SSL exceptions occur on start up or no connections

Troubleshooting for SSL connections for client-to-node encryption and node-to-node encryption when exceptions occur on start up or no connections to the DSE database can be established.

• To enable debugging, add the following option to cassandra-env.sh:

  -Djavax.net.debug=ssl

  Detail startup and connection messages are printed to STDOUT, including SSL handshake errors. See Debugging SSL/TLS Connections for message details.

• Verify SSL encryption messages in /var/log/cassandra/system.log.
  • SSL starts properly:
    • For client-to-server connections:

      INFO  [main] 2017-06-15 21:50:41,928  Server.java:145 - Enabling encrypted CQL connections between client and server

    • For node-to-node messaging:

      INFO  [main] 2017-06-15 21:50:23,037  MessagingService.java:702 - Starting Encrypted Messaging Service on SSL port 7001

  • SSL fails to start:
    • Truststore or keystore file not found:

      Caused by: org.apache.cassandra.exceptions.ConfigurationException: Failed to initialize SSL
      
      ...
      
      Caused by: java.io.FileNotFoundException: resources/dse/conf/.truststore (No such file or directory)

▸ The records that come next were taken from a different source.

PR #1184, opened 2023-05-11
Imports and exports

longhotsummer:
Ensure that an exported xlsx can be re-imported.

* support alternative names import and export
* ValueError must be raised rather than ValidationError
* Not all fields are required
* Handle empty values for optional fields

### DIFF
--- a/peachjam/resources.py
+++ b/peachjam/resources.py
@@ -185,6 +185,28 @@ class TaxonomiesWidget(CharWidget):
         return value
 
 
+class IncomingManyToOneField(fields.Field):
+    """Handles many-to-one relationships on the incoming side."""
+
+    def save(self, obj, data, is_m2m=False, **kwargs):
+        if not self.readonly:
+            attrs = self.attribute.split("__")
+            for attr in attrs[:-1]:
+                obj = getattr(obj, attr, None)
+            cleaned = self.clean(data, **kwargs)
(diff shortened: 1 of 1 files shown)


peachjam/resources.py
```diff
@@ -356,21 +368,12 @@ class GenericDocumentResource(BaseDocumentResource):
         attribute="nature",
         widget=DocumentNatureWidget(DocumentNature, field="code"),
     )
-    work_frbr_uri = fields.Field(
-        column_name="work_frbr_uri",
-        attribute="work_fbr_uri",
-        widget=CharRequiredWidget(field="work_frbr_uri"),
-    )
 
     required_fields = (
```
longhotsummer, line 372: I don't think this is actually doing anything.

actlikewill:
@longhotsummer The case names, judges and some other fields are being lost with reimport because we handle them in a special way. I can take a stab at adding the export methods that will format them correctly. For case names, we will have to change the way we handle them in import for it to work correctly.

longhotsummer:
> @longhotsummer The case names, judges and some other fields are being lost with reimport because we handle them in a special way. I can take a stab at adding the export methods that will format them correctly. For case names, we will have to change the way we handle them in import for it to work correctly.

Ok, please go for it. Create a new branch off of this one.

actlikewill (approved):

PR #1187, opened 2023-05-12
Associate generic documents and legal instruments with multiple authors

### LINKED ISSUE #1137: As an editor I want to be able to associate multiple authors with a document
This will unblock briefing papers #1035

nickmwangemi:
Admin panel
image

Document metadata display
image

## Questions guiding implementation
1. What document type(s) does the new field apply to?
    - It applies for the generic document type
2. Is the new field related to any other fields, such as court or jurisdiction?
    - No.
3. What countries does the new field apply to?
    - Applies to all jurisdictions.
4. Is the field required, or optional?
    - The field is optional.
5. Must the field be included in the document metadata display?
    - Yes, it'll be included with an `Authors` label.
6. Must the field be included as a search facet?
    - No.
7. Must the field be included as a document listing facet? On which listing pages?
    - No.
8. Does it impact the MNC for judgments?
   - No.
9. Must the field be included in the import/export functionality?
   - Yes

## Implementation aspects:
- [x] Added to modelling?
- [x] Added to admin interface?
- [x] Added to document detail page?

Resolves #1137


peachjam/templates/peachjam/layouts/document_detail.html
```diff
@@ -12,7 +12,20 @@
   <meta property="og:type" content="book" />
   <meta property="book:release_date"
         content="{{ document.date|date:'Y-m-d' }}"/>
-  {% if document.author %}<meta property="book:author" content="{{ document.author }}" />{% endif %}
```
longhotsummer, line 15: I suggest we just drop this field, we're not actually doing the correct thing any way: https://ogp.me/#type_profile

peachjam/templates/peachjam/layouts/document_detail.html
```diff
@@ -174,6 +187,21 @@ <h1>{{ document.title }}</h1>
                         {% endwith %}
                       {% endblock %}
                       {% block document-metadata-content-author %}
+                        {% if document.doc_type == "generic_document" %}
+                          {% with document.authors.all as authors %}
+                            {% if authors %}
+                              <dt>
+                                {% trans 'Authors' %}
```
longhotsummer, line 194: You need to fold in the logic from line 179 below.

longhotsummer (commented):
Looking good. @actlikewill pls sanity check the import/export functionality.

@nickmwangemi does the peachjam_search.documents.SearchableDocument need to be updated?

peachjam_search/documents.py
```diff
@@ -53,7 +53,7 @@ class SearchableDocument(Document):
     order_outcome = fields.KeywordField(attr="order_outcome.name")
 
     # GenericDocument, LegalInstrument
-    author = fields.KeywordField(attr="author.name")
+    authors = fields.KeywordField(attr="authors.name")
```
longhotsummer, line 56: This won't work because `document.authors.name` doesn't work. look instead at how we handle it for alternative names, see `prepare_alternative_names`

peachjam/migrations/0075_backfill_authors.py
```diff
@@ -0,0 +1,20 @@
+# Generated by Django 3.2.18 on 2023-05-16 11:30
+
+from django.db import migrations
+
+
+def backfill_authors(apps, schema_editor):
+    CoreDocument = apps.get_model("peachjam", "CoreDocument")
+    for doc in CoreDocument.objects.all().iterator(chunk_size=100):
```
longhotsummer, line 8:
```suggestion
    for doc in CoreDocument.objects.only('author').all().iterator(chunk_size=100):
```

otherwise the entire content is loaded which is slow.

peachjam_search/documents.py
```diff
@@ -53,7 +53,7 @@ class SearchableDocument(Document):
     order_outcome = fields.KeywordField(attr="order_outcome.name")
 
     # GenericDocument, LegalInstrument
-    author = fields.KeywordField(attr="author.name")
+    authors = fields.TextField()
```
longhotsummer, line 56:
```suggestion
    authors = fields.KeywordField()
```

it must remain a keyword field so we can calculate aggregates. It can safely have multiple values.

peachjam/migrations/0075_backfill_authors.py
longhotsummer: You will need to explicitly do this for `GenericDocument` and `LegalInstrument`, since 'author' is not a field on `CoreDocument`

peachjam/migrations/0075_backfill_authors.py
```diff
@@ -0,0 +1,20 @@
+# Generated by Django 3.2.18 on 2023-05-16 11:30
+
+from django.db import migrations
+
+
+def backfill_authors(apps, schema_editor):
+    CoreDocument = apps.get_model("peachjam", "CoreDocument")
```
longhotsummer, line 7: You need to do this separately for `LegalInstrument` and `GenericDocument` because `CoreDocument` doesn't have the field `author`.

peachjam/migrations/0075_backfill_authors.py
```diff
@@ -0,0 +1,20 @@
...
+    for doc in CoreDocument.objects.only('author').all().iterator(chunk_size=100):
```
longhotsummer, line 8: Apply a filter `.exclude(author=None)` otherwise you're going update 100,000+ gazettes unnecessarily.

peachjam/migrations/0075_backfill_authors.py
```diff
@@ -0,0 +1,20 @@
...
+        if doc.author not in doc.authors:
```
longhotsummer, line 9: in this forward migration, you know that `doc.authors` is empty. Can you just use `doc.authors.set([author])`?

peachjam/forms.py
```diff
@@ -107,7 +107,7 @@ def filter_queryset(self, queryset, exclude=None):
         alphabet = self.cleaned_data.get("alphabet")
         authors = self.params.getlist("authors")
         courts = self.params.getlist("courts")
-        doc_type = self.params.getlist("doc_type")
+        doc_types = self.params.getlist("docTypes")
```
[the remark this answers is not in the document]
longhotsummer: The vue.js code that sends the param uses `doc_type`, so we must use that.

longhotsummer (changes requested):
The vue.js for handling search results must also change to use `authors`. https://github.com/laws-africa/peachjam/blob/4ac5e318bfc55e930e073a16fc3f55dbce07f315/peachjam/js/components/FindDocuments/SearchResult.vue#L26

longhotsummer:
> The vue.js for handling search results must also change to use `authors`.
> 
> https://github.com/laws-africa/peachjam/blob/4ac5e318bfc55e930e073a16fc3f55dbce07f315/peachjam/js/components/FindDocuments/SearchResult.vue#L26

For this, in that file create a Vue method something like this:

```js
methods: {
  ...
  authors () {
    if (item.authors) {
      return Array.isArray(item.authors) ? ', '.join(item.authors) : item.authors;
    }
    return '';
  }
}
```

and then replace the `{{ item.author }}` in the span in the HTML with `authors`.

peachjam/js/components/FindDocuments/SearchResult.vue
```diff
@@ -24,9 +24,9 @@
         class="me-3"
       >{{ item.court }}</span>
       <span
-        v-if="item.author"
+        v-if="item.authors"
         class="me-3"
-      >{{ item.author }}</span>
+      >{{ item.authors }}</span>
```
longhotsummer, line 29:
```suggestion
      >{{ authors(item) }}</span>
```

longhotsummer (approved):

PR #1191, opened 2023-05-13
Ensure super().get_base_queryset is used

longhotsummer:
Otherwise we don't get the document language filtering behaviour

Before:

image

### DIFF
--- a/peachjam/views/authors.py
+++ b/peachjam/views/authors.py
@@ -1,7 +1,7 @@
 from django.db.models import Q
 from django.shortcuts import get_object_or_404
 
-from peachjam.models import Author, CoreDocument
+from peachjam.models import Author
 from peachjam.views.generic_views import FilteredDocumentListView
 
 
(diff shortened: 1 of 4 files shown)


peachjam/views/authors.py
```diff
@@ -10,9 +10,13 @@ class AuthorDetailView(FilteredDocumentListView):
     navbar_link = "author_detail"
 
     def get_base_queryset(self):
-        return CoreDocument.objects.prefetch_related("nature", "work").filter(
```
longhotsummer, line 13: This was the major issue that prompted this PR. The rest is just cleaning up.

peachjam/views/generic_views.py
```diff
@@ -27,6 +27,7 @@ class DocumentListView(ListView):
     context_object_name = "documents"
     paginate_by = 50
     model = CoreDocument
+    queryset = CoreDocument.objects.prefetch_related("nature", "work")
```
longhotsummer, line 30: Nature is now common to all document types, so we can move this here.

PR #1205, opened 2023-05-16
fix redirects

longhotsummer:
* old seylii judgments use `court-appeal` not `court-of-appeal`: eg https://old2.seylii.org/sc/judgment/court-appeal/2023/8
* remove `new.` for sites that have been migrated


nickmwangemi (dismissed):

nickmwangemi:
The changes broke some tests

PR #2033, opened 2024-09-13
search result sorts document type by count (desc)

### LINKED ISSUE #1965: When viewing filters, I want them ordered by number of hits rather than alphabetically

longhotsummer:
This makes it clearer what the best matching document types are

The other fields sort by alpha because they are often long and alpha makes it easier to browser through the multiple values

closes #1965

image


actlikewill (approved):
looks good,

PR #2034, opened 2024-09-14
add main content type buttons for mobile on lawlibrary

longhotsummer:
image

this makes it easier to jump to the primary content types on mobile, when the menu is collapsed


actlikewill (approved):
looks great, we should consider this for the other liis, depending on feedback

PR #2040, opened 2024-09-16
validate year for year mixins

longhotsummer:
fixes https://github.com/laws-africa/peachjam/issues/1990


actlikewill (approved):
Looks good, we could also have created a year url converter similar to the iso date converter we use elsewhere.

      Note: Example shows when the default setting was not changed for node-to-node.
    • Truststore or keystore password is invalid:

      Caused by: java.io.IOException: Error creating the initializing the SSL Context
      
      	at org.apache.cassandra.security.SSLFactory.createSSLContext(SSLFactory.java:201)
      
      	at com.datastax.bdp.node.transport.SSLOptions.getDefault(SSLOptions.java:82)
      
      ....
      
      Caused by: java.io.IOException: Keystore was tampered with, or password was incorrect

      Note: Example show when password of keystore for node-to-node is incorrect.